Ужас вызывало осознание наших потерь. Безумный прорыв ударил по армии восставших сильнее всякой чумы. Смерть в одночасье забрала в свои цепкие лапы тысячи жизней повстанцев, которые полегли у римских фортификационных стен. Стало жутко, когда я понял, что сражения можно было избежать. Чего стоил легион Висбальда, от которого осталось лишь несколько неполных центурий! Мысли об этом вызывали смятение в моей душе. Я искал оправдания произошедшему, но всякий раз заходил в тупик. Терялся в догадках, предположениях, многие из которых сводили меня с ума. Как офицер, я взял ответственность за своих воинов на себя и пребывал в отвратительном расположении духа.
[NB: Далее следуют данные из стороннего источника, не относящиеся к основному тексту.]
PR #263, opened 2024-10-14
Update draft-pauly-httpbis-geoip-hint.md

ciaramcmullin:
This PR updates the reasonings behind the IP Geolocation HTTP Client Hint, emphasizing how the hint enhances client control over their location, reduces the need for extensive IP address pools, minimizes dependencies on IP GeoFeeds on the server side, and preserves user experience.

The format for the IP Geo Header remains unchanged in this PR.

### DIFF
--- a/draft-pauly-httpbis-geoip-hint.md
+++ b/draft-pauly-httpbis-geoip-hint.md
@@ -27,33 +27,56 @@ author:
 
 --- abstract
 
-This documents defines an HTTP Client Hint that allows a client to share information
-about its IP Geolocation. This helps ensure that servers have information about location
-that is consistent with what a client expects and what other servers use.
+This document defines an HTTP Client Hint that allows the client to
+share its location, reducing the need for destination servers to map IP
+ranges to locations. By actively providing their location, clients gain
+greater influence and transparency regarding their geolocation.
+Additionally, when IP-hiding technologies like VPNs or proxies are
+used, servers can still deliver geographically relevant experiences
+without relying on large IP address pools to cover regional areas or
+costly third-party GeoFeeds, which can be outdated and inaccurate at
+times.
 
 --- middle
 
 # Introduction {#introduction}
 
-HTTP Client Hints {{!RFC8942}} defines a convention for HTTP headers
-to communicate optional information from clients to servers as hints. This can be done
-conditionally based on if a server claims supports for a particular hint.
+HTTP Client Hints {{!RFC8942}} defines a convention for HTTP headers to
+communicate optional information from clients to servers as hints. This
+can be done conditionally based on if a server claims to support a
+particular hint. A server requests hints by listing them in the
+Accept-CH response header, or via other methods such as ALPS or
+ACCEPT_CH frames.
 
-This document defines a client hint that can be used to send a IP geolocation entry that
-maps to the client's IP address. This location can be used to influence server behavior,
-such as by causing the server to return responses relevant to the client's location.
-The format of the IP geolocation entry is the same as that defined for IP geolocation
-feeds in {{!GEOFEED=RFC8805}}.
+This document defines a client hint that can be used to send a
+geolocation entry based on the client's determined location. This
+location can be used to influence server behavior, such as by causing
+the server to return responses relevant to the client's location. The
+format of the geolocation entry is the same as that defined for IP
+geolocation feeds in {{!GEOFEED=RFC8805}}. It only allows for
+coarse-level location specification.
 
-This header is intended to be used to provide rough geolocation hints to servers that do
-not already have accurate or authoritative mappings for the IP addresses of clients. This
-can be particularly useful for cases where IP geolocation mappings have changed recently,
-or a client is using a VPN or proxy that may not be commonly recognized by servers.
+This header aims to provide rough geolocation hints to servers based on
+the client’s determined location, shifting geolocation from a passive
+IP-based approach to an active client-controlled one. This not only
+allows the client to influence how their location is interpreted, but
+it also reduces the need for extensive IP address pools when clients
+mask their IP addresses through VPNs or proxies. Typically, VPN
+providers need to purchase egress IPs for each region to maintain
+accurate geolocation. With client-determined location, the hint can
+minimize the number of IP addresses needed while still supporting
+location-based services such as weather, local news, and search
+results. In addition, the hint reduces reliance on third-party
+GeoFeeds which often come with limitations such as outdated
+IP-to-location mappings and ongoing maintenance costs.
 
-The mechanism for how a client learns the IP geolocation mapping to send is beyond the
-scope of this document. {{?RFC9092}} defines some mechanisms for discovery, but clients
-can also have other mechanisms (such as coordinating with a VPN or proxy that is assigning
-the client a tunnelled or proxied address) to learn what hint to sent.
+The mechanism by which the client determines its geolocation is beyond
+the scope of this document. However, the geolocation should still be
+derived from the IP address.
+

Нервозности добавляли нависшие на линии горизонта островки вражеских костров, которые римляне палили всю минувшую ночь, напоминая нам о своем присутствии. Однако с каждой пройденной лигой римский лагерь отдалялся от нас, растворялся в сумерках. К рассвету свет костров исчез вовсе, как будто его и не было. Странное поведение римлян настораживало. Красс будто бы впал в ступор и не спешил немедленно нагнать нас. Со стороны могло показаться, что претор давал возможность восставшим уйти. Легионы проконсула выжидали. Вот только чего? Я поймал себя на мысли, что Красс, ошибившись единожды, возможно, хотел лишить себя удовольствия дважды наступить на одни и те же грабли в бою со мной. Свой следующий шаг Марк Лициний готовил скрупулезно, тщательно, безо всякой спешки. В моем лагере поползли первые слухи… Но я в отличие от своих людей не питал никаких надежд и понимал, что претор в скором времени скомандует наступление. О каждом нашем шаге будет доложено римлянину лично. Свежие, хорошо обученные к марш-броскам легионы нагонят нас к завтрашнему утру.